Histologically dysplastic naevi are similar to compound naevi, though they demonstrate cytological and architectural signs of atypia.
Dysplastic naevi can overlap clinically with the widely used ABCD (Asymmetry, Border irregularity, Colour variegation, Diameter>6mm) criteria for melanoma. But the changes in dysplastic naevi are present to a lesser degree. In serial photographic follow-up, dysplastic naevi are stable, or may even regress. Thus, they do not fulfil the ‘E’ criterion (Enlargement). Similarly, they don’t show other signs such as increase in elevation, development of a nodule, bleeding, or ulceration (1).

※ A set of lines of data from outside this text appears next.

PR #10640, opened 2019-12-18
Add fips self test DEP for solaris and hpux

slontis:
##### Checklist

### DIFF
--- a/providers/fips/selftest.c
+++ b/providers/fips/selftest.c
@@ -50,6 +50,10 @@ DEFINE_RUN_ONCE_STATIC(do_fips_self_test_init)
     return self_test_lock != NULL;
 }
 
+#define DEP_DELCARE()                                                          \
+void init(void);                                                               \
+void cleanup(void);
+
 /*
  * This is the Default Entry Point (DEP) code. Every platform must have a DEP.
  * See FIPS 140-2 IG 9.10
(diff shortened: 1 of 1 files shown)


mattcaswell:

levitte:
> Travis red cross is not relevant.

That build job consistently fails with a timeout. We need to take it off, or deal with it. 
Not for this PR, though

providers/fips/selftest.c
```diff
@@ -85,14 +85,44 @@ BOOL WINAPI DllMain(HINSTANCE hinstDLL, DWORD fdwReason, LPVOID lpvReserved)
...
+void dep_init(void)
+{
+    FIPS_state = FIPS_STATE_SELFTEST;
+}
+
+#pragma fini "dep_cleanup"
+void dep_cleanup(void)
+{
+    CRYPTO_THREAD_lock_free(self_test_lock);
+}
```
mattcaswell: Could we use init/cleanup names which are consistent with the GNUC version?

Also I wonder if we could somehow combine all these function implementations together somehow. They're all basically the same function implementations with variations around how we declare them or mark them as init/fini functions.

slontis: Ok I have attempted to do the second thing..
you cant put #pragmas inside macros so it does become a bit messy...

providers/fips/selftest.c
```diff
@@ -50,6 +50,10 @@ DEFINE_RUN_ONCE_STATIC(do_fips_self_test_init)
     return self_test_lock != NULL;
 }
 
+#define DEP_DELCARE()                                                          \
```
levitte: Who's care? 😉

slontis: Not me :) Least I spelt it consistently wrong..
Updated

slontis:
Merged to master.

PR #10642, opened 2019-12-18
Add some missing cfi frame info in camellia-x86_64.pl

bernd-edlinger:
A few functions missed cfi instrumentation in this assembler module


bernd-edlinger:
Merged to master and 1.1.1
Thanks!

PR #10643, opened 2019-12-18
Fix no-des build

bernd-edlinger:
##### Checklist


bernd-edlinger:
Merged to master as 74a5808
Thanks!

PR #10644, opened 2019-12-18
Fix no-dh and no-dsa

mattcaswell:
Fix various miscellaneous missing guards for no-dh and no-dsa.

The first commit (i.e. the changes to evp_extra_test.c) will also be applied to the 1.1.1 branch. The other changes are only relevant in master.


mattcaswell:
Pushed. Thanks.

PR #10631, opened 2019-12-15
Move EC & ECDH to providers

romen:
This PR should address #10351 and #10352,  and pave the way to complete #10250 & #10356.

## TODO

- [x] ~~core ⇔ provider glue~~ ~~(depends on #10647)~~
- [x] ~~`EC_KEY` dirty counting~~
- [x] ~~basic ECDH exchange~~
  - [x] use padded BN export to params for secret scalars
  - [x] dirty_cnt flag for cofactor ECDH
- [x] complete ECDH
  - [x] cofactor
  - [x] KDF (core side)
  - [x] KDF (provider side)
- [x] tests?
- [x] update documentation (~~all~~ most of the new params)
- [x] rebase & git history massaging

## Features intentionally deferred to future PRs/issues:
- [ ] provider EC key generation (either as part of #10289, or separately)
- [ ] provider EC key serialization/deserialization 
- [ ] tweaks for inclusion in FIPS provider (left for #10250)
- [ ] SM2 support (#10357 & #10358)
- [ ] explicit parameters curves (discussion needed)
  - [ ] support in provider-side EC keymgmt
  - [ ] support in core-side `eckey_asn1_meth->export_to()`
- [ ] ECDSA support (#10356)
- [ ] more tests (can we systematically test for proper dirty counting?)
- [ ] documentation of parameters for import/export and get/set_params for EC (but also for DH, DSA, RSA, ECX) (see https://github.com/openssl/openssl/pull/10631#discussion_r379477175)

## Notes about SM2

Although the bulk of the work for moving SM2 into the default provider is left to a future PR, some notes are relevant here, as they shape some design decisions for this PR.

 - On the provider side, for **keymgmt**, SM2 and EC will likely be 2 separate (but similar) `OSSL_DISPATCH` objects associated to 2 `OSSL_ALGORITHM`s with different names (see https://github.com/openssl/openssl/pull/10631#discussion_r363436692 and previous comments).
 - On core side, `eckey_asn1_meth->export_to()` will likely end up having to handle both EC and SM2 keys, so on the provider-side keymgmt the import/export functions of SM2 and EC should be kept in sync.
- Key generation and signature setup of SM2 slightly differs from EC (they have different ranges for the secret scalar, see https://github.com/openssl/openssl/issues/8435#issuecomment-481540010), so `keymgmt->keygen` and the signature `OSSL_ALGORITHM`s will have to reflect this difference
[...]

PR #10647, opened 2019-12-18
CORE & EVP: Adapt KEYEXCH, SIGNATURE and ASYM_CIPHER to handle key types better

levitte:
The adaptation is to handle the case when key types and operations
that use these keys have different names.  For example, EC keys can be
used for ECDSA and ECDH.

This also involves specifying OP_query_operation_name() for KEYMGMT

This will allow keymgmt implementation for key types that need it to
specify the names of the diverse operation algorithms it can be used
with.  Currently, only one name per key type and operation is allowed.

### DIFF
--- a/doc/man3/EVP_PKEY_CTX_new.pod
+++ b/doc/man3/EVP_PKEY_CTX_new.pod
@@ -21,14 +21,14 @@ EVP_PKEY_CTX_dup, EVP_PKEY_CTX_free
 =head1 DESCRIPTION
 
 The EVP_PKEY_CTX_new() function allocates public key algorithm context using
-the algorithm specified in I<pkey> and ENGINE I<e>.
+the I<pkey> key type and ENGINE I<e>.
 
 The EVP_PKEY_CTX_new_id() function allocates public key algorithm context
-using the algorithm specified by I<id> and ENGINE I<e>.
+using the key type specified by I<id> and ENGINE I<e>.
 
 The EVP_PKEY_CTX_new_provided() function allocates a public key algorithm
 context using the library context I<libctx> (see L<OPENSSL_CTX(3)>), the
-algorithm specified by I<name> and the property query I<propquery>.  None
+key type specified by I<name> and the property query I<propquery>.  None
 of the arguments are duplicated, so they  must remain unchanged for the
 lifetime of the returned B<EVP_PKEY_CTX> or of any of its duplicates.
 
@@ -44,10 +44,24 @@ If I<ctx> is NULL, nothing is done.
 
 =head1 NOTES
 
+=over 4
+
+=item 1.
+
 The B<EVP_PKEY_CTX> structure is an opaque public key algorithm context used
 by the OpenSSL high level public key API. Contexts B<MUST NOT> be shared between
 threads: that is it is not permissible to use the same context simultaneously
 in two threads.
+
+=item 2.
+
+We mention "key type" in this manual, which is the same
+as "algorithm" in most cases, allowing either term to be used
+interchangeably.  There are algorithms when they I<key type> and the
+I<algorithm> of the operations that use the keys are not the same,
+such as EC keys being used for ECDSA and ECDH operations.
+
+=back
 
 =head1 RETURN VALUES
 
--- a/doc/man3/EVP_PKEY_CTX_new.pod
+++ b/doc/man3/EVP_PKEY_CTX_new.pod
@@ -57,7 +57,7 @@ in two threads.
 
 We mention "key type" in this manual, which is the same
 as "algorithm" in most cases, allowing either term to be used
-interchangeably.  There are algorithms when the I<key type> and the
+interchangeably.  There are algorithms where the I<key type> and the
 I<algorithm> of the operations that use the keys are not the same,
 such as EC keys being used for ECDSA and ECDH operations.
 
--- a/doc/man3/EVP_PKEY_CTX_new.pod
+++ b/doc/man3/EVP_PKEY_CTX_new.pod
@@ -57,7 +57,7 @@ in two threads.
 
 We mention "key type" in this manual, which is the same
 as "algorithm" in most cases, allowing either term to be used
-interchangeably.  There are algorithms when they I<key type> and the
+interchangeably.  There are algorithms when the I<key type> and the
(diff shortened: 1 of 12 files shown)


levitte:
This is an alternative to #10636, which implements kind of the same thing, but the other way around.  Instead of asking the operation implementations what key types they support, we ask the KEYMGMT for the key what operations it supports and by what name.

This should fit better with the way OpenSSL works with EVP_PKEY_CTX, where the key type governs what is being done.

romen (changes requested):
Just a nit for now, but I will have to wait until later today for testing.

romen:
@levitte do you already have ideas of what could happen when we will have a `"SM2:ec-PublicKey", sm2_keymgmt_functions` entry?

The SM2 key type is serialized exactly like any other EC key type and differs only by the specific curve OID used inside the ASN1 structure, so both the EC and the SM2 keymgmt should intercept deserialization requests. 

Do you think it would be possible to establish some priority order that works within a provider and across providers? 

Ideally such a mechanism could allow to try to deserialize in the following scenario:

1. External EC provider for P-256 hw module
2. External EC provider for nation-specific EC (e.g. GOST) 
3. Default provider: try SM2
4. Default provider: try EC

This order should be configurable by the user/system administrator and not coded inside the providers or libcrypto

levitte:
I see two ways to handle EC vs SM2:

1. Treat them as distinct key types. Deserializers will have to reject data that doesn't fit the criteria for the type, even if they can decode the incoming payload. Are SM2 keys identified with a distinct OID when wrapped in PKCS#8? In that case, this seems like the way to go, even if the internal structure used in our providers when operating on it is the same as for ECDSA et al.
Incidently, this is what we already do in the legacy implementation of RSA-PSS. 
2. Treat them as the same, i.e see then as EC keys with some distinct parameters attached. This would be the choice if the PKCS#8 algorithm identifier is id-ecPublicKey for SM2 keys. Internally in the provider, we will still get a parameterised key structure, but the difference is that the operation algorithm will have to be able to support all variants.

The second choice makes me think that we might want to support recursive providers, i.e implementations that do their own fetching. Oh boy...

levitte:
In the end, we need to look at PKCS#8 when looking at what types we face...

romen:
Unfortunately, SM2 keys use the same OID as EC keys.
But the approach in number 2 would mean that any provider capable of handling id-ecPubliKey keys must support every EC (or derived) algorithm. 

For example if a user wants to load a provider to enable her shiny hw crypto accelerator (that only supports P-256) we don't want (unless configured otherwise) to lose the ability to handle other curves through the default provider or SM2, etc.

levitte:
Oh, one thing that I'm forgetting here is that we currently don't have any provided deserializers. They will normally be used via the OSSL_STORE "file:" backend, and my plan is to do exactly what I think you request, to loop through all available deserializers until one successfully returns an unpacked object.

romen:
Same problem would arise if we carry on the plans to have national-based crypto in separate providers.

Let's say the brainpool curves are not in the default provider anymore but in a German specific provider, or the binary curves are moved to the legacy provider.

We really don't won't to repeat the mistake of having ENGINE/providers have to hijack the whole EC module for that!

levitte:
It dawned on me that we're not as dependent on pkcs#8 as I was thinking, so we can *choose* to make SM2 keys a distinct key type for keymgmt, and teach our deserializers to check for specific parameters to decide if the payload is acceptable or not.
Thank you, your input also made it clearer how to treat RSA-PSS keys.

levitte:
> We really don't won't to repeat the mistake of having ENGINE/providers have to hijack the whole EC module for that!

Agreed.  So I think that between the two choices in https://github.com/openssl/openssl/pull/10647#issuecomment-567035099, the first choice provides the possibility for distinct and less monolithic providers.

levitte:
Rebased for better Travis results

romen:
Minus the nit mentioned in the previous review, the testing done so far in https://github.com/openssl/openssl/pull/10631#issuecomment-570932253 suggests everything seems to work fine in this PR.

doc/man3/EVP_PKEY_CTX_new.pod
```diff
@@ -44,11 +44,25 @@ If I<ctx> is NULL, nothing is done.
...
 The B<EVP_PKEY_CTX> structure is an opaque public key algorithm context used
 by the OpenSSL high level public key API. Contexts B<MUST NOT> be shared between
 threads: that is it is not permissible to use the same context simultaneously
 in two threads.
 
+=item 2.
+
+We mention "key type" in this manual, which is the same
+as "algorithm" in most cases, allowing either term to be used
+interchangeably.  There are algorithms when they I<key type> and the
```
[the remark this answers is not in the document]
levitte: Fixed

levitte:
Fixed, and rebased

doc/man3/EVP_PKEY_CTX_new.pod
```diff
@@ -44,11 +44,25 @@ If I<ctx> is NULL, nothing is done.
...
 The B<EVP_PKEY_CTX> structure is an opaque public key algorithm context used
 by the OpenSSL high level public key API. Contexts B<MUST NOT> be shared between
 threads: that is it is not permissible to use the same context simultaneously
 in two threads.
 
+=item 2.
+
+We mention "key type" in this manual, which is the same
+as "algorithm" in most cases, allowing either term to be used
+interchangeably.  There are algorithms when the I<key type> and the
```
slontis: where = when

slontis (commented):
Apart from a small NIT it LGTM

doc/man3/EVP_PKEY_CTX_new.pod
levitte: Fixed

slontis (approved):

levitte:
Merged.

e62a45b60e3166d995eb83840f437debf575c328 CORE & EVP: Specify OP_query_operation_name() for KEYMGMT
f23bc0b770efd229e27519786d9f28da56752d0a EVP: Adapt KEYEXCH, SIGNATURE and ASYM_CIPHER to handle key types better
2293032121d33299be4f21a599aab84413467f8d PROV: Adjust the KEYMGMT name specs to include all names

PR #10650, opened 2019-12-18
Add some missing cfi frame info in aes-x86_64.pl

bernd-edlinger:
##### Checklist


bernd-edlinger:
There is a typo in the commit message
 "Add some missing cfi frame info in aes-x64_64.pl"

will change that to aes-x86_64.pl before committing

bernd-edlinger:
Merged to master, only.
I think have removed that assembler module from 1.1.1 a while ago.

PR #10651, opened 2019-12-18
Add some missing cfi frame info in x86_64-mont5.pl

bernd-edlinger:
##### Checklist

### DIFF
--- a/crypto/bn/asm/x86_64-mont5.pl
+++ b/crypto/bn/asm/x86_64-mont5.pl
@@ -582,6 +582,7 @@ $code.=<<___;
 .type	mul4x_internal,\@abi-omnipotent
 .align	32
 mul4x_internal:
+.cfi_startproc
 	shl	\$5,$num		# $num was in bytes
 	movd	`($win64?56:8)`(%rax),%xmm5	# load 7th argument, index
 	lea	.Linc(%rip),%rax
@@ -1076,6 +1077,7 @@ $code.=<<___
 ___
 }
 $code.=<<___;
+.cfi_endproc
 .size	mul4x_internal,.-mul4x_internal
 ___
 }}}
@@ -1241,6 +1243,7 @@ $code.=<<___;
 .align	32
 bn_sqr8x_internal:
 __bn_sqr8x_internal:
+.cfi_startproc
 	##############################################################
 	# Squaring part:
 	#
@@ -2032,6 +2035,7 @@ __bn_sqr8x_reduction:
 	cmp	%rdx,$tptr		# end of t[]?
 	jb	.L8x_reduction_loop
 	ret
+.cfi_endproc
 .size	bn_sqr8x_internal,.-bn_sqr8x_internal
 ___
 }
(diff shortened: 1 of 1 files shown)


crypto/bn/asm/x86_64-mont5.pl
```diff
@@ -3742,6 +3759,7 @@
 	lea	(%r10),%rsp
 	ret
 .LSEH_end_bn_gather5:
+.cfi_endproc
```
kroeckx: The .LSEH_end_bn_gather5 seems to be unused. I find it rather strange after the ret.

bernd-edlinger: I did not check, just assumed that is used for windows seh?

crypto/bn/asm/x86_64-mont5.pl
```diff
@@ -2752,6 +2761,7 @@
 	mov	8*2(%rbp),%r14
 	mov	8*3(%rbp),%r15
 	jmp	.Lsqrx4x_sub_entry	# common post-condition
+.cfi_endproc
```
kroeckx: This look wrong at first sight, I don't see a ret.

bernd-edlinger: consider it somehing like a tail-call, so
the function containing .Lsqrx4x_sub_entry does the ret

crypto/bn/asm/x86_64-mont5.pl
bernd-edlinger: it seems to be used in windows at line 3915
```
$code.=<<___;
        .rva    .LSEH_begin_bn_gather5
        .rva    .LSEH_end_bn_gather5
        .rva    .LSEH_info_bn_gather5
```

crypto/bn/asm/x86_64-mont5.pl
kroeckx: I think this is already covered by the one at the end of __bn_postx4x_internal

kroeckx: I guess I don't know enough about how this is supposed to work

bernd-edlinger: Right, as soon as the control flow enters __bn_postx4x_internal, the
cfi info is correct, just between mulx4x_internal and here, the
unwinder would need to guess.

bernd-edlinger:
I can basically grep for "^.size" and look at the previous line,
if it is not .cfi_endproc that is suspicious, I just leave Windows SEH handler functions alone.

crypto/bn/asm/x86_64-mont5.pl
bernd-edlinger: no idea if the windows seh handling is sane or not...

crypto/bn/asm/x86_64-mont5.pl
bernd-edlinger: when gdb walks a function without any cfi instruction, it can try to
load the return address from sp[0] and catch any faults in accessing
those frames, the stack walking code in https://github.com/openssl/openssl/pull/10635#issue-353973686

I do basically just use this instrumented version of the speed command
and look at the stack traces from `opensssl speed` where they do not end
at PC=0

kroeckx:
I wonder if it makes sense to put the the common code in it's own section.

bernd-edlinger:
Merged to master and 1.1.1
Thanks!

Studies have shown that some small (<5 mm) naevi too display cytological and architectural features indistinguishable from that of classic dysplastic naevi. It is suggested that a histological diagnosis of dysplastic naevus should only be applied to relatively large (>5-6 mm) naevi (2).
Dysplastic naevi are also known as BK moles after the two families in which the familial types were originally studied.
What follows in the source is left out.